Diffusion models learn to reverse a gradual forward corruption: Gaussian noise is added over T steps until data looks like noise. A neural net (typically a UNet) predicts noise (or score / v-prediction depending on formulation) conditioned on timestep t—and sometimes on text. Sampling starts from pure noise and iteratively denoises. DDPM popularized discrete-time training with a variance schedule β_t. Stable Diffusion runs diffusion in a VAE latent space with a text encoder (CLIP) for conditioning. Below: schedule math sketch, training loss pattern, sampling loop outline, and optional diffusers usage.

Forward process (concept)

Given clean x_0, define q(x_t | x_{t-1}) = N(√(1-β_t) x_{t-1}, β_t I). With reparameterization, sample x_t = √(α̅_t) x_0 + √(1-α̅_t) ε with ε ~ N(0,I), where α̅_t is cumulative product of 1-β_t. Training picks random t and teaches a net ε_θ(x_t, t) to predict ε.

# Pseudocode: sample x_t in closed form (DDPM-style)
import torch

def q_sample(x0, t, alphas_cumprod, noise=None):
    if noise is None:
        noise = torch.randn_like(x0)
    sqrt_acp = alphas_cumprod[t].sqrt().view(-1, 1, 1, 1)
    sqrt_om = (1 - alphas_cumprod[t]).sqrt().view(-1, 1, 1, 1)
    return sqrt_acp * x0 + sqrt_om * noise

alphas_cumprod is precomputed on device; t shape [B] indexes per-sample timestep.
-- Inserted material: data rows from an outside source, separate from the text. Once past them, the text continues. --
PR #308, opened 2021-03-09
Eliminate EM.safeCREATE logic

ben-chain:
## Description
Simplifies creation logic to not have the EM call itself, and adds a `bytes memory` return field to `ovmCREATE/2` for grabbing revert messages.  This will allow for cleaner error passing in geth etc--yay!

I looked through the compiler to confirm this should be fine with existing contracts, as well as running synthetix integration test suite against it.  This fix can enable simplification of the "safe" bytecode operations, but it is backwards-compatible with the existing strings, so no need for now. 

## Contributing Agreement


contracts/optimistic-ethereum/OVM/execution/OVM_ExecutionManager.sol
```diff
@@ -1027,7 +951,11 @@ contract OVM_ExecutionManager is iOVM_ExecutionManager, Lib_AddressResolver {
         // behavior can be controlled. In particular, we enforce that flags are passed through
         // revert data as to retrieve execution metadata that would normally be reverted out of
         // existence.
-        (bool success, bytes memory returndata) = _target.call{gas: _gasLimit}(_data);
+
+        (bool success, bytes memory returndata) =
+            _isCreate
+            ? _handleExternalCreate(_gasLimit, _data, _contract)
```
ben-chain, line 957: The basic idea is that `_handleExternalCreate` now wraps the creation result into a consistent `bool, data` return type which will have either `true, 0x` or `false, revert_data`.

contracts/optimistic-ethereum/OVM/execution/OVM_ExecutionManager.sol
```diff
@@ -1067,7 +995,10 @@ contract OVM_ExecutionManager is iOVM_ExecutionManager, Lib_AddressResolver {
 
             // INTENTIONAL_REVERT needs to pass up the user-provided return data encoded into the
             // flag, *not* the full encoded flag. All other revert types return no data.
-            if (flag == RevertFlag.INTENTIONAL_REVERT) {
+            if (
+                flag == RevertFlag.INTENTIONAL_REVERT
+                || _isCreate
```
ben-chain, line 1000: For consistency, the `_handleExternalCreate` function will return an `_encodeRevertData` as if the subcall reverted, even in the case of `CREATE_COLLISION` or `UNSAFE_BYTECODE`.

contracts/optimistic-ethereum/OVM/accounts/OVM_ECDSAContractAccount.sol
```diff
@@ -113,14 +113,16 @@ contract OVM_ECDSAContractAccount is iOVM_ECDSAContractAccount {
...
-            address created = Lib_SafeExecutionManagerWrapper.safeCREATE(
+            (address created, bytes memory revertData) = Lib_SafeExecutionManagerWrapper.safeCREATE(
                 decodedTx.gasLimit,
                 decodedTx.data
             );
 
             // EVM doesn't tell us whether a contract creation failed, even if it reverted during
             // initialization. Always return `true` for our success value here.
-            return (true, abi.encode(created));
+            return ( created == address(0) ) ?
```
smartcontracts, line 123: I think better to make this an if statement. The ternary syntax is a bit confusing here with the tuple return values.

contracts/optimistic-ethereum/OVM/execution/OVM_ExecutionManager.sol
```diff
@@ -1090,6 +1021,97 @@ contract OVM_ExecutionManager is iOVM_ExecutionManager, Lib_AddressResolver {
...
+            );
+        }
+
+        // Check the creation bytecode against the OVM_SafetyChecker.
+        if (ovmSafetyChecker.isBytecodeSafe(_creationCode) == false) {
+            return (
+                false,
+                _encodeRevertData(
+                    RevertFlag.UNSAFE_BYTECODE,
+                    Lib_ErrorUtils.encodeRevertString("Contract creation code contains unsafe opcodes.  Did you use the right compiler or pass an unsafe constructor argument?")
```
ben-chain, line 1063: I assumed doing this with the `error(string)` hash would be the way to go here.  Lmk if you think it should be something else @smartcontracts

contracts/optimistic-ethereum/OVM/execution/OVM_ExecutionManager.sol
```diff
@@ -1090,6 +1022,97 @@ contract OVM_ExecutionManager is iOVM_ExecutionManager, Lib_AddressResolver {
...
+        returns(
+            bool,
+            bytes memory
+        )
+    {
+        // Check that there is not already code at this address.
+        if (_hasEmptyAccount(_address) == false) {
+            return (
+                false,
+                _encodeRevertData(
```
smartcontracts, line 1050: This differs from the EVM's behavior. Create collision uses all provided gas and returns no data: https://github.com/ethereumjs/ethereumjs-monorepo/blob/53150c159b559b31b6b7c321d784dbb11b082fb9/packages/vm/lib/evm/evm.ts#L270-L278

contracts/optimistic-ethereum/OVM/execution/OVM_ExecutionManager.sol
```diff
@@ -1090,6 +1022,97 @@ contract OVM_ExecutionManager is iOVM_ExecutionManager, Lib_AddressResolver {
...
+            );
+        }
+
+        // Check the creation bytecode against the OVM_SafetyChecker.
+        if (ovmSafetyChecker.isBytecodeSafe(_creationCode) == false) {
+            return (
+                false,
+                _encodeRevertData(
+                    RevertFlag.UNSAFE_BYTECODE,
+                    Lib_ErrorUtils.encodeRevertString("Contract creation code contains unsafe opcodes.  Did you use the right compiler or pass an unsafe constructor argument?")
```
smartcontracts, line 1063: Classic @ben-chain with the double space after each period. boo!

contracts/optimistic-ethereum/OVM/execution/OVM_ExecutionManager.sol
```diff
@@ -1090,6 +1022,97 @@ contract OVM_ExecutionManager is iOVM_ExecutionManager, Lib_AddressResolver {
...
+
+        // Contract creation didn't need to be reverted and the bytecode is safe. We finish up by
+        // associating the desired address with the newly created contract's code hash and address.
+        _commitPendingAccount(
+            _address,
+            ethAddress,
+            Lib_EthUtils.getCodeHash(ethAddress)
+        );
+
+        // Succressfuly deployments will not give acces to returndata, in both the EVM and the OVM.
```
smartcontracts, line 1112:
```suggestion
        // Successful deployments will not give access to returndata, in both the EVM and the OVM.
```

smartcontracts: Are we sure this is the case? Have we tested this? I don't think it particularly matters (not a consensus issue & I doubt anyone is actually writing contracts that use `RETURNDATACOPY` for successful contract creations.

contracts/optimistic-ethereum/OVM/execution/OVM_ExecutionManager.sol
```diff
@@ -363,7 +364,8 @@ contract OVM_ExecutionManager is iOVM_ExecutionManager, Lib_AddressResolver {
     /**
      * @notice Overrides CREATE.
      * @param _bytecode Code to be used to CREATE a new contract.
-     * @return _contract Address of the created contract.
+     * @return Address of the created contract.
+     * @return Revert data, iff the creation threw an exception.
```
smartcontracts, line 368: Not sure if `iff` is a typo here or shorthand for "if and only if"

contracts/optimistic-ethereum/OVM/execution/OVM_ExecutionManager.sol
```diff
@@ -399,7 +402,8 @@ contract OVM_ExecutionManager is iOVM_ExecutionManager, Lib_AddressResolver {
      * @notice Overrides CREATE2.
      * @param _bytecode Code to be used to CREATE2 a new contract.
      * @param _salt Value used to determine the contract's address.
-     * @return _contract Address of the created contract.
+     * @return Address of the created contract.
+     * @return Revert data, iff the creation threw an exception.
```
smartcontracts, line 406: Same as above.

contracts/optimistic-ethereum/OVM/execution/OVM_ExecutionManager.sol
```diff
@@ -904,15 +825,17 @@ contract OVM_ExecutionManager is iOVM_ExecutionManager, Lib_AddressResolver {
      * Creates a new contract and associates it with some contract address.
      * @param _contractAddress Address to associate the created contract with.
      * @param _bytecode Bytecode to be used to create the contract.
-     * @return _created Final OVM contract address.
+     * @return Final OVM contract address.
+     * @return Revertdata, iff the creation threw an exception.
```
smartcontracts, line 829:
```suggestion
     * @return Revert data, iff the creation threw an exception.
```

contracts/optimistic-ethereum/OVM/execution/OVM_ExecutionManager.sol
```diff
@@ -924,25 +847,21 @@ contract OVM_ExecutionManager is iOVM_ExecutionManager, Lib_AddressResolver {
         nextMessageContext.ovmCALLER = messageContext.ovmADDRESS;
         nextMessageContext.ovmADDRESS = _contractAddress;
 
-        // Run `safeCREATE` in a new EVM message so that our changes can be reflected even if
-        // `safeCREATE` reverts.
-        (bool _success, ) = _handleExternalInteraction(
+        // _handleExternalMessage deals with common checks between call-type and create-type messages.
+        // the _isCreate bool then triggers some create-type-only logic.
```
smartcontracts, line 851: Comment could use some cleanup

contracts/optimistic-ethereum/OVM/execution/OVM_ExecutionManager.sol
```diff
@@ -981,33 +900,38 @@ contract OVM_ExecutionManager is iOVM_ExecutionManager, Lib_AddressResolver {
...
-     * @return _returndata Data returned by the call.
+     * Handles all interactions which involve the execution manager calling out to untrusted code (both calls and creates).
+     * Ensures that OVM-related measures are enforced, including L2 gas refunds, nuisance gas, and flagged reversions.
+     * 
+     * @param _nextMessageContext Message context to be used for the external message.
+     * @param _gasLimit Amount of gas to be passed into this message.
+     * @param _contract OVM address being called or deployed to
+     * @param _data Data for the message (either calldata or creation code)
+     * @param _isCreate Whether this is a create-type message.
+     * @return _success Whether or not the message (either a call or deployment) succeeded.
```
smartcontracts, line 921:
```suggestion
     * @return Whether or not the message (either a call or deployment) succeeded.
```

contracts/optimistic-ethereum/OVM/execution/OVM_ExecutionManager.sol
```diff
@@ -981,33 +900,38 @@ contract OVM_ExecutionManager is iOVM_ExecutionManager, Lib_AddressResolver {
...
+     * @return _returndata Data returned by the message.
```
smartcontracts, line 922:
```suggestion
     * @return Data returned by the message.
```

contracts/optimistic-ethereum/OVM/execution/OVM_ExecutionManager.sol
```diff
@@ -981,33 +900,38 @@ contract OVM_ExecutionManager is iOVM_ExecutionManager, Lib_AddressResolver {
...
-        bytes memory _data
+        address _contract,
+        bytes memory _data,
+        bool _isCreate
     )
         internal
-        returns (
-            bool _success,
-            bytes memory _returndata
+        returns(
```
smartcontracts, line 932:
```suggestion
        returns (
```

contracts/optimistic-ethereum/OVM/execution/OVM_ExecutionManager.sol
```diff
@@ -1090,6 +1021,97 @@ contract OVM_ExecutionManager is iOVM_ExecutionManager, Lib_AddressResolver {
...
 
+    /**
+     * Handles the creation-specific safety measures required for OVM contract deployment.
+     * This function sanitizes the return types for creation messages to match calls (bool, bytes).
+     * This allows for consistent handling of both types of messages in _handleExternalMessage().
+     * 
+     * @param _gasLimit Amount of gas to be passed into this creation.
+     * @param _creationCode Code to pass into CREATE for deployment.
+     * @param _address OVM address being deployed to.
+     * @return _success Whether or not the call succeeded.
```
smartcontracts, line 1032:
```suggestion
     * @return Whether or not the call succeeded.
```

contracts/optimistic-ethereum/OVM/execution/OVM_ExecutionManager.sol
```diff
@@ -1090,6 +1021,97 @@ contract OVM_ExecutionManager is iOVM_ExecutionManager, Lib_AddressResolver {
...
+     * @return _returndata If creation fails: revert data.  Otherwise: empty.
```
smartcontracts, line 1033:
```suggestion
     * @return If creation fails: revert data. Otherwise: empty.
```

contracts/optimistic-ethereum/OVM/execution/OVM_ExecutionManager.sol
ben-chain: Yes, I have tested it a couple times.  This is why I didn't think the approach would work at all.

contracts/optimistic-ethereum/OVM/execution/OVM_ExecutionManager.sol
ben-chain: Gonna leave it; OOG may cause worse devex due to nuisance gas usage.

contracts/optimistic-ethereum/libraries/utils/Lib_ErrorUtils.sol
```diff
@@ -0,0 +1,34 @@
...
+ */
+library Lib_ErrorUtils {
+
+    /**********************
+     * Internal Functions *
+     **********************/
+
+    /**
+     * Encodes an error string into raw solidity-style revert data.
+     * (i.e. ascii bytes, prefixed with keccak("error(string))")
```
maurelian, line 16: should be `bytes4(keccak("error(string))"))` no?

contracts/optimistic-ethereum/OVM/execution/OVM_ExecutionManager.sol
```diff
@@ -770,90 +775,6 @@ contract OVM_ExecutionManager is iOVM_ExecutionManager, Lib_AddressResolver {
...
-        // left over since contract calls can only be passed 63/64ths of total gas,  so we need to
-        // explicitly handle this case here.
-        if (ethAddress == address(0)) {
-            _revertWithFlag(RevertFlag.CREATE_EXCEPTION);
-        }
-
-        // Here we pull out the revert flag that would've been set during creation code. Now that
-        // we're out of creation code again, we can just revert normally while passing the flag
-        // through the revert data.
-        if (messageRecord.revertFlag != RevertFlag.DID_NOT_REVERT) {
```
maurelian, line 836: This flag is no longer used, anywhere in this file. 

It should probably _at least_ be reset in the `_resetContext()`. But maybe there are also implications for that in the new `_handleExternalCreate()`

maurelian (changes requested):
One important question related to resetting the revert flag

contracts/optimistic-ethereum/OVM/accounts/OVM_ECDSAContractAccount.sol
```diff
@@ -113,14 +113,17 @@ contract OVM_ECDSAContractAccount is iOVM_ECDSAContractAccount {
...
-            address created = Lib_SafeExecutionManagerWrapper.safeCREATE(
+            (address created, bytes memory revertData) = Lib_SafeExecutionManagerWrapper.safeCREATE(
                 decodedTx.gasLimit,
                 decodedTx.data
             );
 
-            // EVM doesn't tell us whether a contract creation failed, even if it reverted during
-            // initialization. Always return `true` for our success value here.
-            return (true, abi.encode(created));
+            // Return true if the contract creation succeeded, false w/ revertData otherwise.
```
smartcontracts, line 121: Could we add this link as a comment somewhere? https://github.com/ethereum/go-ethereum/blob/aae7660410f0ef90279e14afaaf2f429fdc2a186/core/vm/instructions.go#L600-L604

contracts/optimistic-ethereum/OVM/accounts/OVM_ECDSAContractAccount.sol
```diff
@@ -113,14 +113,17 @@ contract OVM_ECDSAContractAccount is iOVM_ECDSAContractAccount {
...
+            if (created != address(0)) {
+                return (true, abi.encode(created));
```
smartcontracts, line 123: We don't technically need to return this address here, can leave it if we want.

contracts/optimistic-ethereum/OVM/execution/OVM_ExecutionManager.sol
smartcontracts: Yeah we should be able to remove this flag now.

contracts/optimistic-ethereum/OVM/execution/OVM_ExecutionManager.sol
smartcontracts: Would you mind leaving a comment that explains this for future readers? ty ser

contracts/optimistic-ethereum/OVM/execution/OVM_ExecutionManager.sol
```diff
@@ -1090,6 +1021,97 @@ contract OVM_ExecutionManager is iOVM_ExecutionManager, Lib_AddressResolver {
...
+
+        // Again simply checking that the deployed code is safe too. Contracts can generate
+        // arbitrary deployment code, so there's no easy way to analyze this beforehand.
+        bytes memory deployedCode = Lib_EthUtils.getCode(ethAddress);
+        if (ovmSafetyChecker.isBytecodeSafe(deployedCode) == false) {
+            return (
+                false,
+                _encodeRevertData(
+                    RevertFlag.UNSAFE_BYTECODE,
+                    Lib_ErrorUtils.encodeRevertString("Constrcutor attempted to deploy unsafe opcodes.")
```
smartcontracts, line 1099:
```suggestion
                    Lib_ErrorUtils.encodeRevertString("Constructor attempted to deploy unsafe bytecode.")
```

contracts/optimistic-ethereum/OVM/execution/OVM_ExecutionManager.sol
```diff
@@ -1090,6 +1021,97 @@ contract OVM_ExecutionManager is iOVM_ExecutionManager, Lib_AddressResolver {
...
+
+        // Contract creation didn't need to be reverted and the bytecode is safe. We finish up by
+        // associating the desired address with the newly created contract's code hash and address.
+        _commitPendingAccount(
+            _address,
+            ethAddress,
+            Lib_EthUtils.getCodeHash(ethAddress)
+        );
+
+        // Succressfuly deployments will not give acces to returndata, in both the EVM and the OVM.
```
smartcontracts, line 1112:
```suggestion
        // Successful deployments will not give access to returndata, in both the EVM and the OVM.
```

contracts/optimistic-ethereum/OVM/execution/OVM_ExecutionManager.sol
```diff
@@ -1835,11 +1836,24 @@ contract OVM_ExecutionManager is iOVM_ExecutionManager, Lib_AddressResolver {
...
-        return _transaction.entrypoint.call{gas: _transaction.gasLimit}(_transaction.data);
+        messageContext.ovmADDRESS = _from;
+
+        bool isCreate = _transaction.entrypoint == address(0);
+        if (isCreate) {
+            (address created, bytes memory revertData) = ovmCREATE(_transaction.data);
+            if (created == address(0)) {
+                return (false, revertData);
+            } else {
+                return (true, Lib_EthUtils.getCode(created));
```
smartcontracts, line 1849: Hmmm is `getCode` necessary here?

contracts/optimistic-ethereum/libraries/utils/Lib_ErrorUtils.sol
```diff
@@ -0,0 +1,34 @@
...
+library Lib_ErrorUtils {
+
+    /**********************
+     * Internal Functions *
+     **********************/
+
+    /**
+     * Encodes an error string into raw solidity-style revert data.
+     * (i.e. ascii bytes, prefixed with bytes4(keccak("error(string))"))
+     * @param _reason Reason for the reversion.
```
smartcontracts, line 17: Request to include this link somewhere: https://docs.soliditylang.org/en/v0.8.2/control-structures.html?highlight=Error(string)#panic-via-assert-and-error-via-require

smartcontracts (commented):
Asking for a few minor changes. Otherwise LGTM.

contracts/optimistic-ethereum/OVM/execution/OVM_ExecutionManager.sol
maurelian: I haven't looked for a reference regarding returndata from a `CREATE`, but my intuition about why you can't access it is because the RETURN opcode is used to get the actual runtime bytecode which is deployed. If one wanted _that_ info, they could use `EXTCODECOPY`.

contracts/optimistic-ethereum/OVM/execution/OVM_ExecutionManager.sol
maurelian: I'm not sure of that. We at least need a flag corresponding to the default context prior to `initializeContext` and after `resetContext`.

contracts/optimistic-ethereum/OVM/execution/OVM_ExecutionManager.sol
```diff
@@ -1806,7 +1808,6 @@ contract OVM_ExecutionManager is iOVM_ExecutionManager, Lib_AddressResolver {
         messageContext.isStatic = false;
 
         messageRecord.nuisanceGasLeft = 0;
-        messageRecord.revertFlag = RevertFlag.DID_NOT_REVERT;
```
maurelian, line 1809: I think we still need this.

contracts/optimistic-ethereum/OVM/execution/OVM_ExecutionManager.sol
ben-chain: With this change, the value luckily does is not stored anymore (see change to `iOVM_EXecutionManager.messageRecord`), so I think it can genuinely be removed now.

contracts/optimistic-ethereum/OVM/accounts/OVM_ECDSAContractAccount.sol
ben-chain: put it in the return line of `ovmCREATE`

contracts/optimistic-ethereum/OVM/accounts/OVM_ECDSAContractAccount.sol
ben-chain: Yeah, I lean towards leaving it.  You can see how it's actually done even differently in `eth_call`, see the code lookup in the `simulateMessage` case.

contracts/optimistic-ethereum/OVM/execution/OVM_ExecutionManager.sol
ben-chain: It was the easiest way I saw to do it.  The return type is correct if that's what you're getting at -- the `eth_call` endpoint for `to = undefined` will return the deployed bytecode if successful, differing from a standard evmCREATE message.

contracts/optimistic-ethereum/OVM/execution/OVM_ExecutionManager.sol
ben-chain: What would be the condition in which it's used?  This variable previously existed solely for the purposes of being set in `safeCREATE`, so without that logic, I'm pretty sure we're safe to remove it.

maurelian (approved):

contracts/optimistic-ethereum/OVM/execution/OVM_ExecutionManager.sol
smartcontracts: Oh interesting. I wasn't aware of that. Sounds good.

smartcontracts: Actually: could we put a comment here explaining just that? Even copy/paste what you wrote here would be fine.

contracts/optimistic-ethereum/OVM/execution/OVM_ExecutionManager.sol
```diff
@@ -1426,7 +1451,6 @@ contract OVM_ExecutionManager is iOVM_ExecutionManager, Lib_AddressResolver {
         // Out of gas and create exceptions will fundamentally return no data, so simulating it shouldn't either.
         if (
             _flag == RevertFlag.OUT_OF_GAS
-            || _flag == RevertFlag.CREATE_EXCEPTION
```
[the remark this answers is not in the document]
ben-chain: This flag was originally the `RevertFlag` used by the `safeCREATE` function to indicate that contract creation had thrown an exception.  With this PR, that code path is replaced by `_handleContractCreation` returning `false, revertData`.  That the creation threw an exception is now implicit by that return value, and doesn't need its own flag.

contracts/optimistic-ethereum/OVM/execution/OVM_ExecutionManager.sol
```diff
@@ -1089,6 +1021,99 @@ contract OVM_ExecutionManager is iOVM_ExecutionManager, Lib_AddressResolver {
...
+        }
+
+        // We always need to initialize the contract with the default account values.
+        _initPendingAccount(_address);
+
+        // Actually execute the EVM create message,
+        address ethAddress = Lib_EthUtils.createContract(_creationCode);
+        
+        if (ethAddress == address(0)) {
+            // If the creation fails, the EVM lets us grab its revert data.  This may contain a revert flag
```
smartcontracts, line 1077:
```suggestion
            // If the creation fails, the EVM lets us grab its revert data. This may contain a revert flag
```

smartcontracts (approved):

ben-chain:
Alright, just locally ran the final build through synthetix integration tests as well.  Time to ship!

PR #312, opened 2021-03-10
fix: Make ovmSETNONCE monotonic

smartcontracts:
## Description
Need review from @ben-chain and will need to add tests for this. Need to make sure this doesn't introduce any downstream effects. Proto pointed out (rightfully) that a *lot* of client-side tooling expects nonces to increase and not decrease. We may perhaps also only want to let people bump their nonce by 1 at a time.

## Contributing Agreement


protolambda:
Not sure if this improves the situation. A call to set-nonce that silently does nothing seems no better than a call that allows you do to something unexpected explicitly.

smartcontracts:
> Not sure if this improves the situation. A call to set-nonce that silently does nothing seems no better than a call that allows you do to something unexpected explicitly.

Moving over to an `ovmINCREMENTNONCE` instead. Will bump nonce by 1 but will not do anything if nonce hits the uint64 max. What do you think?

protolambda:
I'm not sure about changing the function altogether either. Maybe we can discuss on next call how the whole nonce system can/should behave.

smartcontracts:
Sounds good to me. I'll make sure @ben-chain is around for the next call too, he'll have some good input on this subject.

maurelian:
Based on the conversation above I've converted this to a draft PR. Feel free to reverse that if/when this is ready for review.

smartcontracts:
Would be great to get a final determination on this ASAP @ben-chain

tynes:
This feels a lot safer to me personally. If allowing the nonce to be managed arbitrarily, what exactly is it useful for? If its not obviously secure, we should cut it for now

smartcontracts:
> This feels a lot safer to me personally. If allowing the nonce to be managed arbitrarily, what exactly is it useful for? If its not obviously secure, we should cut it for now

I completely agree.

smartcontracts:
Pinging @ben-chain again.

ben-chain (approved):
I think this is the right way to go too.  In principle you could have a `revertFlag` which forces call frames which attempt to overflow the nonce to throw an exception, but it's unclear to me if that improves the situation or e.g. introduces a way for users' fee payment to be reverted. I think given the `uint64` it's such an edge case anyway that we can proceed here.

PR #314, opened 2021-03-11
Reset context on return

maurelian:
## Description

Fixes a bug that left the EM context initialized after a call. 

Fixes: https://github.com/ethereum-optimism/roadmap/issues/781

I looked for other assembly level `return` opcodes, and did not find any.


ben-chain:
This logic is being removed in https://github.com/ethereum-optimism/contracts/pull/308, so I'm gonna close this out.

PR #315, opened 2021-03-11
Fix simulateMessage for eth_calls

ben-chain:
## Description
This allows deployed code to be correctly returned by geth in L2 during `eth_call`.

## Contributing Agreement


gakonst (approved):
LGTM. Awesome work narrowing it down. Can we also have a test, since there's [no tests](https://github.com/search?q=org%3Aethereum-optimism+simulateMessage&type=code) for this function?

maurelian (approved):
LGTM. Agree a test would be helpful, but I won't block this for it.

Issue #309, opened 2021-03-10
Consider resetting xDomainMessageSender after relaying a message 


cwhinfrey:
**Is your feature request related to a problem? Please describe.**
`xDomainMessageSender` will continue to return the sender of the last message until the next message is relayed.

This shouldn't be an issue for the most part since `relayMessage` has a reentrancy guard and every contract consuming `xDomainMessageSender` should also be checking that `msg.sender` is the Optimism messenger. That being said, it could lead to some weird behavior and is easy to fix.

**Describe the solution you'd like**
Consider either zeroing out xDomainMessageSender after the calls [here](https://github.com/ethereum-optimism/contracts/blob/master/contracts/optimistic-ethereum/OVM/bridge/messaging/OVM_L1CrossDomainMessenger.sol#L117) and [here](https://github.com/ethereum-optimism/contracts/blob/master/contracts/optimistic-ethereum/OVM/bridge/messaging/OVM_L2CrossDomainMessenger.sol#L79) or setting is to an address like `0x000000000000000000000000000000000000dead`.  Either one should result in some [gas savings](https://github.com/ethereum/EIPs/blob/master/EIPS/eip-2200.md) since the transaction will always reset the storage slot to the same value that it was at the beginning of the transaction. Each option will have slightly different [gas implications](https://github.com/OpenZeppelin/openzeppelin-contracts/blob/master/contracts/security/ReentrancyGuard.sol#L28-L32) (I'd recommend setting to the dead address).

Basically, it should improve security and save a bit of gas.

**Describe alternatives you've considered**
Leave as is

PR #316, opened 2021-03-11
perf: reset xDomainMessageSender to default value after external call

gakonst:
Fixes https://github.com/ethereum-optimism/contracts/issues/309


contracts/optimistic-ethereum/OVM/bridge/messaging/Abs_BaseCrossDomainMessenger.sol
```diff
@@ -33,7 +41,9 @@ abstract contract Abs_BaseCrossDomainMessenger is iAbs_BaseCrossDomainMessenger,
      * Public Functions *
      ********************/
 
-    constructor() Lib_ReentrancyGuard() {}
+    constructor() Lib_ReentrancyGuard() internal {
+        xDomainMessageSender = DEFAULT_XDOMAIN_SENDER;
```
smartcontracts, line 45: Possible devex improvement here would be to make `xDomainMessageSender()` revert if the sender is this default value. Not sure how much it matters, but I feel like contracts shouldn't be able to use `xDomainMessageSender()` if this contract isn't trying to send a message during that tx.

contracts/optimistic-ethereum/OVM/bridge/messaging/Abs_BaseCrossDomainMessenger.sol
```diff
@@ -18,6 +18,14 @@ import { Lib_ReentrancyGuard } from "../../../libraries/utils/Lib_ReentrancyGuar
  * Runtime target: defined by child contract
  */
 abstract contract Abs_BaseCrossDomainMessenger is iAbs_BaseCrossDomainMessenger, Lib_ReentrancyGuard {
+    /**********************
+     *      Constants     *
+     **********************/
```
smartcontracts, line 23: huff puff

```
/*************
 * Constants *
 *************/
```

contracts/optimistic-ethereum/OVM/bridge/messaging/OVM_L1CrossDomainMessenger.sol
```diff
@@ -49,6 +49,7 @@ contract OVM_L1CrossDomainMessenger is iOVM_L1CrossDomainMessenger, Abs_BaseCros
     {
         require(address(libAddressManager) == address(0), "L1CrossDomainMessenger already intialized.");
         libAddressManager = Lib_AddressManager(_libAddressManager);
+        xDomainMessageSender = DEFAULT_XDOMAIN_SENDER;
```
maurelian, line 52: I think this should be a no-op given it happens in the constructor, but I think it'll only cost 200 gas here.

contracts/optimistic-ethereum/OVM/bridge/messaging/OVM_L1CrossDomainMessenger.sol
```diff
@@ -49,6 +49,7 @@ contract OVM_L1CrossDomainMessenger is iOVM_L1CrossDomainMessenger, Abs_BaseCros
     {
```
maurelian, line 49: Funny that we have an `initialize()` function, but no `isInitialized()` checks on the other functions.

contracts/optimistic-ethereum/OVM/bridge/messaging/OVM_L2CrossDomainMessenger.sol
```diff
@@ -35,7 +35,9 @@ contract OVM_L2CrossDomainMessenger is iOVM_L2CrossDomainMessenger, Abs_BaseCros
         address _libAddressManager
     )
         Lib_AddressResolver(_libAddressManager)
-    {}
+    {
+        xDomainMessageSender = DEFAULT_XDOMAIN_SENDER;
```
maurelian, line 39: Similar comment, I think this is a no-op.

maurelian (dismissed):

contracts/optimistic-ethereum/OVM/bridge/messaging/OVM_L1CrossDomainMessenger.sol
gakonst: This doesn't work with the L1 XDomain Messenger. I tried it, not sure why your constructor is not called.

contracts/optimistic-ethereum/OVM/bridge/messaging/Abs_BaseCrossDomainMessenger.sol
gakonst: https://github.com/ethereum-optimism/contracts/pull/320/commits/83cff29d364f3f85d496f1aa3ca64d669903de0d what do you think about this? It requires that we remove the tests, since the test happens before/after the call and that means it always reverts.

contracts/optimistic-ethereum/OVM/bridge/messaging/OVM_L1CrossDomainMessenger.sol
maurelian: The initialize function is needed on at least one of them, because when you deploy the first one, you can't yet know the address of the other one.

contracts/optimistic-ethereum/OVM/bridge/messaging/Abs_BaseCrossDomainMessenger.sol
```diff
@@ -27,13 +35,18 @@ abstract contract Abs_BaseCrossDomainMessenger is iAbs_BaseCrossDomainMessenger,
     mapping (bytes32 => bool) public successfulMessages;
     mapping (bytes32 => bool) public sentMessages;
     uint256 public messageNonce;
-    address override public xDomainMessageSender;
+    address internal xDomainMsgSender = DEFAULT_XDOMAIN_SENDER;
```
maurelian, line 38: I assume the name change is necessary to avoid a shadowed variable warning between this variable and the new getter function?

maurelian (approved):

Training step (predict noise)

# unet(x_t, t) -> predicted noise, same shape as x_t
def train_step(unet, x0, optimizer, alphas_cumprod):
    b = x0.size(0)
    t = torch.randint(0, len(alphas_cumprod), (b,), device=x0.device)
    noise = torch.randn_like(x0)
    xt = q_sample(x0, t, alphas_cumprod, noise)
    pred = unet(xt, t)
    loss = torch.nn.functional.mse_loss(pred, noise)
    optimizer.zero_grad()
    loss.backward()
    optimizer.step()
    return loss.item()

Sampling (ancestral DDPM outline)

@torch.no_grad()
def p_sample_loop(unet, shape, betas, alphas, alphas_cumprod):
    x = torch.randn(shape, device=betas.device)
    for t in reversed(range(len(betas))):
        ts = torch.full((shape[0],), t, device=x.device, dtype=torch.long)
        pred_noise = unet(x, ts)
        # combine pred_noise with x, betas[t], alphas[t], alphas_cumprod[t]
        # to get mean of p(x_{t-1}|x_t); add scaled noise if t > 0
        ...
    return x

Full coefficients are in DDPM papers/cheatsheets; libraries implement them exactly.

Stable Diffusion (stack)

  • VAE encoder/decoder: operate in lower-dimensional latent images.
  • UNet: denoises latents with cross-attention to text tokens.
  • Text encoder: CLIP-like transformer turns prompt into conditioning.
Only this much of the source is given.